Engineering Contradictions & Design Principles
Engineering Contradiction Analysis
1Quantity of substance
If data is deleted or rejected to manage limited storage space, then storage capacity is maintained, but relevant information is lost
Solution Approach 1:
The patent applies local quality by differentiating data based on its relevance to the individual. The system analyzes data to determine topic relevance and applies different retention decisions to different portions of data - retaining high-relevance data while deleting low-relevance data. This selective approach ensures storage space is optimized without losing important information.
Solution Approach 2:
The system changes the parameter of data evaluation from uniform treatment to relevance-based ranking. By analyzing audio recordings and interaction data to determine topic relevance, the system dynamically adjusts which data is retained or deleted based on its importance to the individual, rather than applying a blanket storage or deletion policy.
2Reliability
If data retention is prioritized to maintain service functionality, then relevant information is preserved, but storage space is consumed
Solution Approach 1:
The system ensures service functionality by selectively retaining data that is locally relevant to the individual's needs.

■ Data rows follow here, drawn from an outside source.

PR #68, opened 2021-10-21
Use falsy instead of None when building url

alyiwang:
### Why?

If strictly checking `None` value, then the default value `""` passed in by the looker-action won't be treated as falsy and will generate invalid URL. 

### 🤓 What?

- Use falsy check to replace none check. 

### 🧪 Tested?

Unit test

### DIFF
--- a/tests/looker/test_lookml_parser.py
+++ b/tests/looker/test_lookml_parser.py
@@ -97,7 +97,7 @@ def test_basic(test_root_dir):
 
 def test_join(test_root_dir):
     models_map, virtual_views = parse_project(
-        test_root_dir + "/looker/join", connection_map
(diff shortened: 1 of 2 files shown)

By analyzing which topics are important to the individual and prioritizing retention of related data, the system maintains the reliability of services while being selective about what data is kept, thereby optimizing storage space utilization.
3Reliability
If manual user intervention is used to manage storage space, then data retention decisions can be optimized, but system complexity and user burden increase
Solution Approach 1:
The system implements self-service by automatically analyzing data, determining topic relevance, and making deletion or retention decisions without requiring user intervention. The system autonomously manages storage space by prioritizing retention of relevant data based on its analysis of audio recordings and interaction patterns, thereby optimizing data retention while maintaining ease of operation.
Solution Approach 2:
The system uses feedback from analyzing audio recordings and interaction data to continuously improve its understanding of individual preferences and topic relevance. This feedback mechanism enables the system to automatically optimize data retention decisions based on learned patterns, eliminating the need for manual user intervention while maintaining high reliability in data retention optimization.
Data Source
AI summary
Methods and systems for managing storage space in a data management system are disclosed. To manage storage space, data management system may limit the types and quantity of data stored within the data management system. Data management system may prioritize deletion of data based on relevancy of the data for one or more purposes with respect to an individual. To identify relevant data, data management system may analyze data, including audio recordings of interactions between the individual for which the data is regarding and other individuals that provide services to the individual and identify topics of the data. Based on the analysis of the data and identified topics, data management system may establish a ranking order of the topics that are more relevant to the individual.